[Saved entries]
- - -

PR #862, opened 2015-03-11
HTTP Functions: Remove line which modifies data irreversibly

OfficialStruct:
The line is fairly self-explanatory. The original purpose of the line was to fix issues with fileWrite, which can be implemented by the user. Additionally, I did not encounter any problems with fileWrite when using this combination of characters. The inclusion of this line means that any non-textual data with those two bytes of data in sequence is modified in transit in a damaging way.


thegrb93:
Agreed. Line ending normalization is cancer for binary files.

Divran:
This looks fine to me. @AbigailBuccaneer @Jack37 @Nebual ?

Nebual:
This seems like an odd place to implement such a replacement, sure take it out.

- - -

Exercise requirements: Nothing may be omitted. Restate all of the entries exactly.

Task result:
PR #862, opened 2015-03-11
HTTP Functions: Remove line which modifies data irreversibly

OfficialStruct:
The line is fairly self-explanatory. The original purpose of the line was to fix issues with fileWrite, which can be implemented by the user. Additionally, I did not encounter any problems with fileWrite when using this combination of characters. The inclusion of this line means that any non-textual data with those two bytes of data in sequence is modified in transit in a damaging way.


thegrb93:
Agreed. Line ending normalization is cancer for binary files.

Divran:
This looks fine to me. @AbigailBuccaneer @Jack37 @Nebual ?

Nebual:
This seems like an odd place to implement such a replacement, sure take it out.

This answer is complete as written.